Activity
Every line of the material below, from the top through the line with "I want to restrict", should be reproduced exactly.

Dataset

PR #16582, opened 2024-06-18
Add secondary regex option for transliterated file uploads

### LINKED ISSUE #16551: [3.x] File extension drops in media manager when friendly url pattern restricts dot
### Summary
I want to restrict dot in resource aliases, but related setting affects uploaded files.

### Step to reproduce
On fresh modx installed, add `.` to `friendly_alias_restrict_chars_pattern` system setting default value _(for exclude dot in resource aliases in my case)_
Setting value become to ```/[\0\x0B\t\n\r\f\a&=+%#<>"~:`@\?\[\]\{\}\|\^'\\.]/```

Then try to upload file with name `te  st.txt` via media manager.

### Observed behavior
After upload, you get `te-sttxt` (without dot before .txt extension)

If i disable `upload_translit` setiing, file name become to `te  st.txt` → unsafe, non-friendly-url compatible an poor looking. May contain special chars and etc.

### Expected behavior
Dots in file extensions (and other dots may be via special pattern) preserved when upload or remane file via media manager. 

It will be great to set up RegExp pattenrs for uploaded file names and for fliendly URLs separately!

### Environment
MODX 3.0.4. `upload_translit` setiing activated (by default) and `friendly_alias_restrict_chars` = `pattern` (by default)

smg6511:
### What does it do?
Adds a new system setting that allows transliterated uploads to override the regex restriction used for file names (currently the same as with Resource aliases).

### Why is it needed?
See the referenced issue. The request made there would be the most common use-case, but I'd imagine there could be others where a user wants the naming convention to be different between file names and Resource aliases.

### How to test

1. Rebuild the core via `/_build/transport.core.php`
2. Run `/setup` (required to update the db based on the new build)
3. Test differing settings for Resources (`friendly_alias_restrict_chars_pattern`) and the new setting for files (`upload_translit_restrict_chars_pattern`). On a fresh install both settings regex patterns will be the same, so be sure to change at least one and verify the desired effect.

### Related issue(s)/PR(s)
Resolves #16551

### DIFF
--- a/core/src/Revolution/Sources/modMediaSource.php
+++ b/core/src/Revolution/Sources/modMediaSource.php
@@ -1148,7 +1148,15 @@ abstract class modMediaSource extends modAccessibleSimpleObject implements modMe
             }
 
             if ((bool)$this->xpdo->getOption('upload_translit')) {
-                $newName = $this->xpdo->filterPathSegment($file['name']);
+                $uploadRegex = $this->xpdo->getOption('upload_translit_restrict_chars_pattern');
+                $options = !empty($uploadRegex)
+                    ? [
+                        'friendly_alias_restrict_chars' => 'pattern',
+                        'friendly_alias_restrict_chars_pattern' => $uploadRegex
+                    ]
+                    : []
+                    ;
+                $newName = $this->xpdo->filterPathSegment($file['name'], $options);
 
                 // If the file name is different after filtering, call OnFileManagerFileRename
                 // so the change can be tracked by plugins
--- a/_build/data/transport.core.system_settings.php
+++ b/_build/data/transport.core.system_settings.php
@@ -1896,6 +1896,15 @@ $settings['upload_translit']->fromArray([
   'area' => 'file',
   'editedon' => null,
 ], '', true, true);
+$settings['upload_translit_restrict_chars_pattern'] = $xpdo->newObject(modSystemSetting::class);
+$settings['upload_translit_restrict_chars_pattern']->fromArray([
+  'key' => 'upload_translit_restrict_chars_pattern',
+  'value' => '/[\0\x0B\t\n\r\f\a&=+%#<>"~:`@\?\[\]\{\}\|\^\'\\\\]/',
+  'xtype' => 'textfield',
+  'namespace' => 'core',
+  'area' => 'file',
+  'editedon' => null,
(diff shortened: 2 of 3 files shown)


core/src/Revolution/Sources/modMediaSource.php
```diff
@@ -1148,7 +1148,15 @@ public function uploadObjectsToContainer($container, array $objects = [])
...
-                $newName = $this->xpdo->filterPathSegment($file['name']);
+                $uploadRegex = $this->xpdo->getOption('upload_translit_restrict_chars_pattern');
+                $options = !empty($uploadRegex)
+                    ? [
+                        'friendly_alias_restrict_chars' => 'pattern',
+                        'friendly_alias_restrict_chars_pattern' => $uploadRegex
+                    ]
+                    : []
+                    ;
+                $newName = $this->xpdo->filterPathSegment($file['name'], $options);
```
opengeek, line 1159: I wonder if we shouldn't have a dedicated modMediaSource method instead of using filterPathSegment()…

smg6511: I don't _think_ so, as we'd end up with a lot of duplicated logic, especially taking the translit functionality into account. What I can see is moving the meat of the `filterPathSegment` fn out of `modResource` and into the one in the base `modX` class; I'm actually curious to know why it's wired the way it currently is (with `filterPathSegment` residing in both classes). 

(Not for this PR): Looking ahead, perhaps fns like this should be moved into their own (perhaps static) utility class(es)? Additionally, `filterPathSegment` does two distinct things IMO — replaces a set of illegal chars and transliterates. Because transliteration is optional, it might be best to separate that logic out into a new fn.

opengeek: Let's keep future discussion out of these comments. These methods were intended for dealing with Resource aliases only. They were never meant for file management. The modX helper method was just that—a convenience for calling the static method on the modResource class. I'm not sure why it was reused in media sources.

opengeek: Just ignore my original comment and we'll do it like this.

dimasites:
Hi @opengeek please merge it, problem too often floats in community chats! Thx

opengeek (approved):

Solution
PR #16582, opened 2024-06-18
Add secondary regex option for transliterated file uploads

### LINKED ISSUE #16551: [3.x] File extension drops in media manager when friendly url pattern restricts dot
### Summary
I want to restrict dot in resource aliases, but related setting affects uploaded files.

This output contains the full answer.